Your objective
Which lines of the records below contain the string "always"? Report each of them.
======== Listed entries
PR #207, opened 2024-06-09
add option to generate test coverage report without codecov

zacharyburnett:
using the guide here: https://hynek.me/articles/ditch-codecov-python/

This does not create coverage diffs or report to PRs, just creates a markdown summary table


Cadair:
I tried this out on sunpy and it seems to explode. https://github.com/sunpy/sunpy/pull/7668

Cadair:
It seems that it's not picking up the coverage.xml to upload here: https://github.com/sunpy/sunpy/actions/runs/9445798095/job/26014155532?pr=7668#step:14:16 :thinking:

.github/workflows/tox.yml
```diff
@@ -229,3 +229,31 @@ jobs:
         uses: codecov/codecov-action@v4
         with:
           token: ${{ secrets.CODECOV_TOKEN }}
+
+      - name: Upload coverage data
+        if: ${{ (success() || failure()) && contains(matrix.coverage, 'github') && matrix.pytest == 'true' }}
+        uses: actions/upload-artifact@v4
+        with:
+          name: coverage-data-${{ matrix.os }}-${{ matrix.toxenv }}
```
Cadair, line 237: @astrofrog is this a sufficiently unique key?

.github/workflows/tox.yml
```diff
@@ -229,3 +229,31 @@ jobs:
...
+        with:
+          pattern: coverage-data-*
+          merge-multiple: true
+      - uses: actions/setup-python@v5
+        with:
+          python-version: "3.12"
+      - run: python -Im pip install --upgrade coverage[toml]
+      - run: python -Im coverage combine
+      - run: python -Im coverage report --format=markdown >> $GITHUB_STEP_SUMMARY
+
```
Cadair, line 259: I think it would be nice to add the ability to fail this job based on either total coverage % or diff coverage %.

Cadair (commented):
Thanks so much for taking a swing at this!

pllim:
tl;dr -- this does not generate *patch* coverage, right?

Cadair:
Not yet, but I found a way to make it.

zacharyburnett:
> tl;dr -- this does not generate _patch_ coverage, right?

> Not yet, but I found a way to make it.

For patch coverage we'd need to store the coverage from `main` somewhere, to compare it to; some people I've seen online have done that by storing it in a hidden page in the repository's wiki, reading and writing it with a github token with `${{ secrets.GITHUB_TOKEN }}`

pllim:
I am trying this out too at https://github.com/spacetelescope/acstools/pull/205 and it still crashes:

https://github.com/spacetelescope/acstools/actions/runs/9463279566/job/26068438067?pr=205

zacharyburnett:
> I am trying this out too at [spacetelescope/acstools#205](https://github.com/spacetelescope/acstools/pull/205) and it still crashes:
> 
> https://github.com/spacetelescope/acstools/actions/runs/9463279566/job/26068438067?pr=205

oh whoops, I fixed the artifact issue:
image
but didn't pass any filenames to `coverage combine` 😅 
image

pllim:
Getting late here. @zacharyburnett , feel free to restart the CI over at https://github.com/spacetelescope/acstools/pull/205 to pick up new changes from this PR. Thanks!

pllim:
Still not working

```
Run mv .coverage .coverage.ubuntu-latest-py39-test-alldeps
mv: cannot stat '.coverage': No such file or directory
```

pllim:
Ah, looks like the test failed, so no coverage file was written. Maybe have the `mv` command skip if no coverage file is found.

pllim:
Even when CI passes, it failed with the same error.

`Coverage XML written to file coverage.xml`

`mv: cannot stat '.coverage': No such file or directory`

zacharyburnett:
it looks like `--cov-report=xml` is what's creating the `coverage.xml`; however, it **should** still be creating a `.coverage` database file... I'll so some local testing to see what files it spits out
https://github.com/spacetelescope/acstools/actions/runs/9463279566/job/26118526244#step:10:105
```shell
py312-test-devdeps: commands[2] /home/runner/work/acstools/acstools/.tmp/py312-test-devdeps> pytest --pyargs acstools --cov-report=xml --cov=acstools /home/runner/work/acstools/acstools/doc --cov --remote-data -v
```

zacharyburnett:
running `pytest --pyargs acstools --cov-report=xml --cov=acstools --cov --remote-data -v` locally does appear to create the `.coverage` file:
```
❯ ls -a
.							CITATION.md
..							CODE_OF_CONDUCT.md
.bandit.yaml						LICENSE.md
.coverage						MANIFEST.in
.coverage.urelialia2022.local.stsci.edu.35749.XCMKciAx	README.rst
.git							__pycache__
.github							acstools
.gitignore						acstools.egg-info
.mypy_cache						conftest.py
.pytest_cache						coverage.xml
.readthedocs.yaml					doc
.tmp							pyproject.toml
.tox							tox.ini
```

pllim:
What is the difference between `.coverage` and `coverage.xm`?

zacharyburnett:
> What is the difference between `.coverage` and `coverage.xml`?

I'm not intimately familiar with it, but as far as I know `.coverage` is a SQLite database file with support for `parallel-mode` (storing coverage for multiple machine configurations / runs) while `coverage.xml` is report-focused and so is expected to only contain results from a single run

pllim:
Tried to debug at #209 but no luck. I see the coverage ran but the the upload failed: https://github.com/spacetelescope/acstools/actions/runs/9483014271/job/26134042811?pr=205

zacharyburnett:
> Tried to debug at #209 but no luck. I see the coverage ran but the the upload failed: https://github.com/spacetelescope/acstools/actions/runs/9483014271/job/26134042811?pr=205

could you also add `-a` to the `ls`?

pllim:
Ah, yes, added. New log: https://github.com/spacetelescope/acstools/actions/runs/9483014271/job/26138000458?pr=205

zacharyburnett:
testing done at https://github.com/spacetelescope/stpipe/actions/runs/9618208358
[image](https://github.com/spacetelescope/stpipe/actions/runs/9617692573/attempts/7#summary-26531428357)

pllim:
I see error in https://github.com/spacetelescope/stpipe/actions/runs/9618208358/job/26531763051 (despite the green status). Is this expected?

`##[error]Process completed with exit code 1.`

.github/workflows/tox.yml
```diff
@@ -209,8 +209,7 @@ jobs:
         run: python -m pip install --upgrade tox ${{ matrix.toxdeps }}
         shell: sh
 
-      - run: python -m tox -e ${{ matrix.toxenv }} ${{ matrix.toxargs }} -- ${{ matrix.pytest_flag }} ${{ matrix.posargs }}
-        shell: sh
+      - run: tox -e ${{ matrix.toxenv }} ${{ matrix.toxargs }} -- ${{ matrix.pytest_flag }} ${{ matrix.posargs }}
```
pllim, line 212: Why this change?

.github/workflows/tox.yml
```diff
@@ -229,3 +228,42 @@ jobs:
         uses: codecov/codecov-action@v4
         with:
           token: ${{ secrets.CODECOV_TOKEN }}
+
+      - if: ${{ (success() || failure()) && contains(matrix.coverage, 'github') && matrix.pytest == 'true' }}
+        run: |
+          mv .coverage .coverage.${{ runner.os }}-${{ runner.arch }}-${{ matrix.toxenv }}
```
pllim, line 234: So, this step appears to use `runs-on: ${{ matrix.os }}` above. What if someone tries to do this coverage stuff on Windows?

tools/tox_matrix.py
```diff
@@ -26,9 +26,26 @@
 @click.option("--runs-on", default="")
 @click.option("--default-python", default="")
 @click.option("--timeout-minutes", default="360")
-def load_tox_targets(envs, libraries, posargs, toxdeps, toxargs, pytest, pytest_results_summary,
-                     coverage, conda, setenv, display, cache_path, cache_key,
-                     cache_restore_keys, artifact_path, runs_on, default_python, timeout_minutes):
+def load_tox_targets(
```
pllim, line 29: Style formatting is out of scope, no?

.github/workflows/tox.yml
zacharyburnett: oh good catch, that was a debugging step that I thought I had undone

.github/workflows/tox.yml
zacharyburnett: `runs-on` accepts the name of the Docker image (most commonly `ubuntu-latest`, `macos-latest`, or `windows-latest`), but we don't necessarily want that in the coverage combination; `runner.arch` will be `Linux`, `macOS`, or `Windows`

pllim: `mv` command doesn't exist on Windows, does it?

zacharyburnett: it does as an alias in powershell, which I believe is the default for Windows runners:
https://learn.microsoft.com/en-us/powershell/module/Microsoft.PowerShell.Management/move-item?view=powershell-7.4#notes

However to be safe I can set the shell to `bash` here

zacharyburnett:
> https://github.com/spacetelescope/stpipe/actions/runs/9618208358/job/26531763051

yes it should be, I tested with a run with no coverage at all to make sure it didn't adversely affect the step with a false failure

pllim:
I think @astrofrog mentioned elsewhere that would be nice if there can be tests for this, but not sure how to add them.

.github/workflows/tox.yml
```diff
@@ -229,3 +229,43 @@ jobs:
...
+          submodules: ${{ inputs.submodules }}
+          ref: ${{ inputs.checkout_ref }}
+      - uses: actions/download-artifact@v4
+        with:
+          pattern: .coverage.*
+          merge-multiple: true
+      - uses: actions/setup-python@v5
+        with:
+          python-version: "3.12"
+        continue-on-error: true
```
pllim, line 265: I don't know how I feel on so many usage of `continue-on-error: true` in this workflow. I would want to know if a step errored. And I'd rather a step not run when it is not supposed to run using `if` instead of throwing error.

pllim: Otherwise, when a real error happens, it is hard to debug because everything is green no matter what.

zacharyburnett: that is fair; the ideal solution would be to run this job conditionally (`if: `) only when `matrix.coverage` contains `github`; then we could remove these `continue-on-error`s.

However, I'm not sure how to actually do that. I tried doing `if: inputs.coverage == 'github'`, but `inputs.coverage` to this workflow was always blank and did not reflect the contents of the generated matrix.

pllim: Where did you put the `if`? We can put this at the job level, right, since this whole "report coverage" is irrelevant for other modes?

For the combining part, maybe can skip if no coverage files found after download (maybe can use `hashFiles`, see https://stackoverflow.com/questions/71336204/github-action-check-if-a-file-already-exists), and maybe the last 3 Python commands can be just one step.

zacharyburnett: oh, good point! I put the `if` at the job level, but we could put it in the individual steps just as easily

pllim:
BTW I think this fix #189 but only a maintainer can add that to the original post for auto-close to take effect. cc @Cadair

pllim:
@zacharyburnett is this ready for re-review or you still working on it? Thanks!

zacharyburnett:
> @zacharyburnett is this ready for re-review or you still working on it? Thanks!

This is ready now, thanks!

pllim:
Alas, still cannot get this to work with acstools. What am I doing wrong there?

https://github.com/spacetelescope/acstools/pull/205

https://github.com/spacetelescope/acstools/actions/runs/9669917380/job/26677517727?pr=205

zacharyburnett:
> Alas, still cannot get this to work with acstools. What am I doing wrong there?
> 
> [spacetelescope/acstools#205](https://github.com/spacetelescope/acstools/pull/205)
> 
> https://github.com/spacetelescope/acstools/actions/runs/9669917380/job/26677517727?pr=205

I'm not sure, this seems to be correct but the `.coverage` file isn't being created (only `coverage.xml`)

pllim:
A lot of CI only outputs `coverage.xml`. I think this case also has to be handled.

zacharyburnett:
> A lot of CI only outputs `coverage.xml`. I think this case also has to be handled.

It was my belief that `coverage` always creates a `.coverage` file, and `coverage.xml` is an additional report file generated with `coverage xml` or `--cov-report=xml`; however, I guess that's wrong

zacharyburnett:
@pllim would you mind rerunning that job now that 1f4a851 is pushed? It should pick it up

pllim:
Here is the updated error log https://github.com/spacetelescope/acstools/actions/runs/9669917380/job/26717352610?pr=205

pllim:
Maybe the coverage stuff is inside `.tox`

zacharyburnett:
> Maybe the coverage stuff is inside `.tox`

ah! You're using `pyargs`; perhaps that is causing this issue by moving the working dir to somewhere else

pllim:
`astropy` also uses `pyargs`, so it is not uncommon. See https://github.com/astropy/astropy/blob/5519605a3b6ec71e9ddb4c6827b8ac1658647f58/tox.ini#L121-L122

zacharyburnett:
looks like that fixed it https://github.com/spacetelescope/acstools/actions/runs/9683845227/attempts/1#summary-26720539461 thanks for being so patient! 😄

zacharyburnett:
the failing `test_conda` tests are fixed by https://github.com/OpenAstronomy/github-actions-workflows/pull/123

pllim:
Awesome, thanks! Now that the simple case of acstools works, I plan to open an experimental PR to `astropy` with this PR branch, or feel free to do it if you have time now as I cannot until later today.

zacharyburnett:
> Awesome, thanks! Now that the simple case of acstools works, I plan to open an experimental PR to `astropy` with this PR branch, or feel free to do it if you have time now as I cannot until later today.

sure thing, here: https://github.com/astropy/astropy/pull/16619

I don't have permissions to label that PR though

.github/workflows/tox.yml
```diff
@@ -229,3 +229,50 @@ jobs:
...
+        with:
+          python-version: "3.12"
+      - if: steps.check_downloaded_files.outcome == 'success'
+        name: generate coverage report
+        run: |
+          python -Im pip install --upgrade coverage[toml]
+          python -Im coverage combine
+          python -Im coverage report -i -m --format=markdown >> $GITHUB_STEP_SUMMARY
+      - if: steps.check_downloaded_files.outcome == 'success'
+        uses: actions/upload-artifact@v4
```
pllim, line 275: What is this upload for?

zacharyburnett: this is to store `.coverage` for each run as an artifact, and also pass it to subsequent jobs

pllim:
@astrofrog , do you want to take this for a spin on your repos?

.github/workflows/tox.yml
```diff
@@ -238,3 +238,50 @@ jobs:
         uses: codecov/codecov-action@015f24e6818733317a2da2edd6290ab26238649a  # v5.0.7
         with:
           token: ${{ secrets.CODECOV_TOKEN }}
+
+      - if: ${{ (success() || failure()) && contains(matrix.coverage, 'github') && matrix.pytest == 'true' }}
+        name: add run info to coverage filename
+        run: mv $(find ~ -name .coverage) .coverage.${{ github.sha }}-${{ runner.os }}-${{ runner.arch }}-${{ matrix.toxenv }}
```
Cadair, line 244: I seem to be having trouble with this line.

I am trying this out on the dkist repo: https://github.com/DKISTDC/dkist/pull/471 and by default tox puts `.coverage` in the `.tmp/py312/` directory. Even if I move the `.coverage` file up into the root repo directory this still doesn't seem to find it.

Should this in fact be this:

```suggestion
        run: mv $(find . -name .coverage) .coverage.${{ github.sha }}-${{ runner.os }}-${{ runner.arch }}-${{ matrix.toxenv }}
```

i.e. look in the current directory?

zacharyburnett: ah, good catch, it should be using the working directory

Cadair: What I can't figure out is if there's an way of doing the equivalent of this:
```
            rf"--cov-report=xml:${{GITHUB_WORKSPACE}}{sep}coverage.xml ")
```

Where we can set the .coverage path?

zacharyburnett: `coverage` makes a `.coverage` database by default, if you don't specify a `--cov-report` type. You CAN specify `--cov-report=` to be `html xml json lcov annotate` (see https://pytest-cov.readthedocs.io/en/latest/reporting.html), but as far as I can tell the markdown table generator can only ingest the `.coverage` database

Cadair: Yeah, it's the inability to specify the path of the coverage db that seems to be a problem.

Even with the last commit I don't seem to be finding the db file: https://github.com/DKISTDC/dkist/actions/runs/12161554758/job/33916444661?pr=471#step:14:1

Testing this out locally *seems* to work.

.github/workflows/tox.yml
```diff
@@ -238,3 +238,50 @@ jobs:
         uses: codecov/codecov-action@015f24e6818733317a2da2edd6290ab26238649a  # v5.0.7
         with:
           token: ${{ secrets.CODECOV_TOKEN }}
+
+      - if: ${{ (success() || failure()) && contains(matrix.coverage, 'github') && matrix.pytest == 'true' }}
+        name: add run info to coverage filename
+        run: mv $(find . -name .coverage) .coverage.${{ github.sha }}-${{ runner.os }}-${{ runner.arch }}-${{ matrix.toxenv }}
```
Cadair, line 244:
```suggestion
        run: |
            find . -name .coverage
            mv $(find . -name .coverage) .coverage.${{ github.sha }}-${{ runner.os }}-${{ runner.arch }}-${{ matrix.toxenv }}
```

.github/workflows/tox.yml
```diff
@@ -238,3 +238,52 @@ jobs:
         uses: codecov/codecov-action@015f24e6818733317a2da2edd6290ab26238649a  # v5.0.7
         with:
           token: ${{ secrets.CODECOV_TOKEN }}
+
+      - if: ${{ (success() || failure()) && contains(matrix.coverage, 'github') && matrix.pytest == 'true' }}
+        name: add run info to coverage filename
+        run: |
+          find ${{GITHUB_WORKSPACE}} -name .coverage
+          mv $(find ${{GITHUB_WORKSPACE}} -name .coverage) .coverage.${{ github.sha }}-${{ runner.os }}-${{ runner.arch }}-${{ matrix.toxenv }}
```
Cadair, line 246:
```suggestion
          find ${{ github.workspace }} -name .coverage
          mv $(find ${{ github.workspace }} -name .coverage) .coverage.${{ github.sha }}-${{ runner.os }}-${{ runner.arch }}-${{ matrix.toxenv }}
```

.github/workflows/tox.yml
zacharyburnett: I vaguely remember running into this issue where the working directory (and thus the `.coverage` file) was somewhere unexpected. Now that I think about it, that may be why I used `find ~`; I wanted to recursively find the `.coverage` file wherever it was

Cadair: I hope you don't mind, but I pushed a couple of experimental commits to make it search from the root workspace dir down. Let's see what happens.

zacharyburnett: no problem!

Cadair: Ok well the plot thickens: https://github.com/DKISTDC/dkist/actions/runs/12161554758/job/33918322027#step:14:1

The find command finds the file, but then it fails to upload?

.github/workflows/tox.yml
```diff
@@ -238,3 +238,52 @@ jobs:
...
+          find ${{ github.workspace }} -name .coverage
+          mv $(find ${{ github.workspace }} -name .coverage) .coverage.${{ github.sha }}-${{ runner.os }}-${{ runner.arch }}-${{ matrix.toxenv }}
+        shell: sh
+
+      - name: Upload coverage data to GitHub
+        if: ${{ (success() || failure()) && contains(matrix.coverage, 'github') && matrix.pytest == 'true' }}
+        uses: actions/upload-artifact@v4
+        with:
+          name: .coverage.${{ github.sha }}-${{ runner.os }}-${{ runner.arch }}-${{ matrix.toxenv }}
+          path: .coverage.${{ github.sha }}-${{ runner.os }}-${{ runner.arch }}-${{ matrix.toxenv }}
```
Cadair, line 254: Ok I am getting desperate now:

```suggestion

      - name: Upload coverage data to GitHub
        if: ${{ (success() || failure()) && contains(matrix.coverage, 'github') && matrix.pytest == 'true' }}
        uses: actions/upload-artifact@v4
        with:
          name: .coverage.${{ github.sha }}-${{ runner.os }}-${{ runner.arch }}-${{ matrix.toxenv }}
          path: **/.coverage
```

.github/workflows/tox.yml
```diff
@@ -238,3 +238,45 @@ jobs:
         uses: codecov/codecov-action@015f24e6818733317a2da2edd6290ab26238649a  # v5.0.7
         with:
           token: ${{ secrets.CODECOV_TOKEN }}
+
+      - name: Upload coverage data to GitHub
+        if: ${{ (success() || failure()) && contains(matrix.coverage, 'github') && matrix.pytest == 'true' }}
+        uses: actions/upload-artifact@v4
+        with:
+          name: .coverage.${{ github.sha }}-${{ runner.os }}-${{ runner.arch }}-${{ matrix.toxenv }}
+          path: **/.coverage
```
Cadair, line 247:
```suggestion
          path: "**/.coverage"
```

.github/workflows/tox.yml
Cadair: I tried to go a different way and let the upload action figure it out: https://github.com/DKISTDC/dkist/actions/runs/12161554758/job/33921111684#step:14:16

It did not go well.

Cadair:
pre-commit.ci autofix

neutrinoceros:
thank you ! now https://github.com/zacharyburnett/github-actions-workflows/pull/1 is much easier to read !
FTR, I did iterate overate it on my own fork, so it should be safe to merge, but feel free to run CI on yours first !

neutrinoceros:
I'm going to lay out the design constraints I'm seeing:
- `tox.yml` can only *append* arguments to a command via `matrix.pytest_flag`, which tox redirects as `posargs`
- in order to automatically form a `coverage` command *dynamically*, I need to be able to *prepend* `coverage run -m` before the pytest invoke
- I would also need to somehow be able to add dynamically generated commands to invoke `coverage report` or `coverage xml` ...

This just seems impossible to do in the most general case. I can see why `pytest-cov` solves these issues but I'm frustrated that it's a de facto requirement. My *prefered* solution would be to renounce doing this stuff dynamically and let users define their own commands (using pytest-cov or coverage directly, at their discretion); but of course that'd be a breaking change so now I'm kinda stuck.

Anyway, this problem I'm reporting isn't specific to this PR, it's pre-existing. All things considered, it seems reasonable to preserve the assumption that pytest-cov is needed for the time being, and I can revisit this adjacent issue later. I'll open a new PR-to-PR to restore functionality.

neutrinoceros:
https://github.com/zacharyburnett/github-actions-workflows/pull/2 👀

neutrinoceros:
I don't understand why it's still failing now. I can spend some more time digging it tommorow. In the mean time, I would suggest adding a debug step to run `ls -R` to see exactly where artifacts get downloaded

neutrinoceros:
(my rant about pytest-cov now has its own issue https://github.com/OpenAstronomy/github-actions-workflows/issues/330)

neutrinoceros:
Phew, took me a while to get there, but I finally have something that works again: https://github.com/zacharyburnett/github-actions-workflows/pull/3

important notes: I couldn't, for the life of me, figure out where `pytest-cov` would write coverage data, nor how it overwrites (as the documentation claims it does) coverage's `--parallel-mode`, so I had to resort to cutting the middle man again and invoke coverage directly. The obvious drawback is that users *need* to do the same thing (`coverage run --parallel-mode -m pytest ...`) from their `tox.ini` file to leverage this. But since it's a *new* feature, there's no backward incompatibility, so it should be acceptable, right ?

neutrinoceros:
@Cadair how should we proceed to get CI green again ?

Cadair:
Thanks everyone!

.github/workflows/tox.yml
```diff
@@ -236,3 +236,47 @@ jobs:
...
+          pattern: coverage-data-${{ github.run_id }}-*
+          merge-multiple: true
+
+      - uses: actions/setup-python@e797f83bcb11b83ae66e0230d6156d7c80228e7c # v6.0.0
+        with:
+          python-version: "3.12"
+      - name: generate coverage report
+        run: |
+          python -Im pip install 'pip>=25.1'
+          python -Im pip install --group covcheck
```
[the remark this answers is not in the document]
Cadair: https://github.com/OpenAstronomy/github-actions-workflows/pull/356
================
Solved problem
However, I'm not sure how to actually do that. I tried doing `if: inputs.coverage == 'github'`, but `inputs.coverage` to this workflow was always blank and did not reflect the contents of the generated matrix.
It was my belief that `coverage` always creates a `.coverage` file, and `coverage.xml` is an additional report file generated with `coverage xml` or `--cov-report=xml`; however, I guess that's wrong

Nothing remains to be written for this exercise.